Recall @ k 1 2 4 8 16 32 64
Ragie (Hierarchical) Ragie (Hierarchical) Ragie (Hierarchical) Ragie (Hierarchical) Ragie (Hierarchical) Ragie (Hierarchical) Ragie (Hierarchical)
PrivacyQA 40.5 52.7 69.3 81.8 93.4 95.4 95.6
ContractNLI 53.6 70.1 70.8 72.5 72.3 72.8 72.8
MAUD 29.3 38.9 48.1 61 72.9 80.2 87.6
CUAD 16.7 32.4 55.7 75.3 85.4 94.2 98.8
ALL 35 48.5 61 72.7 81 85.7 88.7
vs Ragie Hybrid Retrieval (%) +0.3% +16.2% +7.6% +1.5% -2.8% -5.6% -6.7%

Key Insights from Ragie's Benchmark Analysis

  1. Production-level Precision and Recall:
    Ragie significantly outperforms the benchmark in terms of both precision and recall. This means developers can rely on Ragie to retrieve highly accurate results consistently, ensuring high-quality performance in production. 
  1. High Recall Accuracy:
    With recall accuracy reaching 99.4%, Ragie excels in retrieving the relevant information, leaving minimal room for missed results. This ensures a highly reliable system for handling complex data queries.
  2. Efficiency at Lower k Values:
    Even with low k values, Ragie’s precision and recall are significantly better than the benchmarks. This capability allows developers to use smaller context windows, making production systems faster and more cost-effective without sacrificing performance.
  1. Precision Improves with Reranking:
    When the reranking feature is enabled, Ragie achieves a 124% improvement in precision, although it introduces a slight trade-off with recall.
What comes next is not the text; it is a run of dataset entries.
PR #100, opened 2020-09-03
Expose internal buffers through GetReadOnlySequence()

grbell-ms:
# Problem #
Using RecyclableMemoryStream with other common APIs often requires unnecessary intermediary buffers. Consider something like IncrementalHash.AppendData(). There are two options to hash the contents of the stream:

### Use TryGetBuffer() ###
```csharp
IncrementalHash hash;
RecyclableMemoryStream stream;
// ...
stream.TryGetBuffer(out var buffer);
hash.AppendData(buffer);
```

or 

### Use your own buffer ###
```csharp
IncrementalHash hash;
RecyclableMemoryStream stream;
byte[] buffer;
int count;
// ...
while((count = stream.Read(buffer)) > 0)
    hash.AppendData(buffer, 0, count);
```

While sometimes TryGetBuffer() won't copy the stream contents to a new buffer, it will if the stream has multiple blocks. This costs CPU time, cache evictions, and increased working set.

# Solution #

GetReadOnlySequence() lets us work with APIs accepting arrays or spans without copying.

### Use GetReadOnlySequence() ###
```csharp
IncrementalHash hash;
RecyclableMemoryStream stream;
// ...
foreach(Memory<byte> memory in stream.GetReadOnlySequence())
    hash.AppendData(memory.Span);
```

There are many other uses as well: SequenceReader, Encoder.GetBytes(), reading from a network or file stream, and so on. We can improve performance in all these cases by exposing the stream's buffers directly through GetReadOnlySequence().

### DIFF
--- a/UnitTests/Tests.cs
+++ b/UnitTests/Tests.cs
@@ -23,8 +23,10 @@
 namespace Microsoft.IO.UnitTests
 {
     using System;
+    using System.Buffers;
     using System.Collections.Generic;
     using System.IO;
+    using System.Runtime.InteropServices;
     using System.Threading.Tasks;
     
     using Microsoft.IO;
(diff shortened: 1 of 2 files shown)


benmwatson (approved):
Very nice

Issue #57, opened 2018-04-10
RecyclableMemoryStream class should override CopyToAsync


joshdean2000:
Because RecyclableMemoryStream is not overriding the CopyToAsync it means it's using the default one in Stream class which generates a byte[] buffer each time it's called.

This kind of defeats the purpose of using RecyclableMemoryStream.

Not sure why Stream doesn't support overriding CopyTo as well as this would also benefit from being overridden.

benmwatson:
The default implementation of Stream.CopyToAsync now uses ArrayPool and Memory for its temporary buffers. I don't think there is a strong reason to override this behavior at the moment.

brunom:
Overriding CopyTo* would avoid an unnecessary memcpy.

benmwatson:
Fair point. I'll try to look at this issue soon.

benmwatson:
@brunom @joshdean2000 Would you like to review the referenced PR for this issue?

paulomorgado:
Using `Task.Run` is async over sync and that's a bad practice. See [Should I expose asynchronous wrappers for synchronous methods?](https://devblogs.microsoft.com/pfxteam/should-i-expose-asynchronous-wrappers-for-synchronous-methods/).

The thread pool might be a critical component of the system using the stream.

But avoiding allocation is always good. And, if nothing else in the system is using `ArrayPool` there's no reason for `RecyclableMemoryStream` to use it just for this.

PR #107, opened 2020-11-03
Override CopyToAsync

benmwatson:
This resolves Issue #57 by implementing the `CopyToAsync` method.

If the target stream is a `MemoryStream`-derived type, then it will call `Write` synchronously immediately. Otherwise, it will call `WriteAsync` on the destination stream.


paulomorgado:
Using `Task.Run` is async over sync and that's a bad practice. See [Should I expose asynchronous wrappers for synchronous methods?](https://devblogs.microsoft.com/pfxteam/should-i-expose-asynchronous-wrappers-for-synchronous-methods/).

The thread pool might be a critical component of the system using the stream.

But avoiding allocation is always good.

benmwatson:
`Task.Run` is only called when the target stream is unknown, and an async write is done. In cases where a sync write can be done, a completed task is returned.

paulomorgado:
Nevertheless, this is a major no-no.

Besides that, what's the benefit of having `Task.Run` here?

PR #109, opened 2020-11-16
Support for .NET 5

jochenjonc:
Added net5.0 as TargetFramework

### DIFF
--- a/global.json
+++ b/global.json
@@ -1,6 +1,6 @@
 {
   "sdk": {
-    "version": "3.1.302",
+    "version": "5.0.100",
     "rollForward": "latestMinor"
   }
 }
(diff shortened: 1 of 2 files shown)


benmwatson:
I would rather not add a new target unless it is taking advantage of features present in that version. There is nothing to be gained by adding net5.0 at this time. 

I could see changing the rollForward value in global.json to build against later frameworks if you don't have 3.x installed.

jochenjonc:
Ok, I understand. But then maybe netcoreapp2.1 should also be removed.

DenSmoke:
I think adding net5 TFM is good for future improvements. I mean you can't add features from net5 without targeting to it.

benmwatson:
@DenSmoke If we add a feature that relies on net5, then we'll definitely need to add it then, but now, it's just not accurate. There are not net5-specific features.

@jochenjonc Both netstandard2.1 and netcoreapp2.1 are needed because they are targeting different things. netstandard2.1 is implemented by .NET Core 3.0, but there are features that .NET Core 2.1 supports, which aren't in netstandard2.0, hence the seeming duplication there. It's unfortunate, and a little messy.

I am actually considering dropping support for net40 soon, but it depends on how many more things are implemented that won't be supported back that far. I'd like the library to remain very flexible and able to be used under very different situations.

benmwatson:
Closing this because the library supports net5 as-is and there are no net5-specific methods yet.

This enhancement ensures optimal performance in scenarios where precision is more important than recall.
  1. Hierarchical Retrieval Boosts Accuracy:
    Enabling hierarchical settings improves precision further by 26%. 
  2. Ragie is Highly Customizable:
    Our default setting is the best balance between precision and recall for most apps. However, developers can choose from hybrid, rerank, and hierarchical to pick the best for their needs.

Conclusion

Ragie’s performance against the LegalBench-RAG underscores its readiness for production use in legal and other domain-specific applications. We’re not entirely surprised by the evaluation results because we’ve seen Ragie deliver impressive results in real-world legal use cases. For example, one of our customers (Ellis, an immigration law firm) increased their legal drafting speed by 10x using Ragie's RAG system.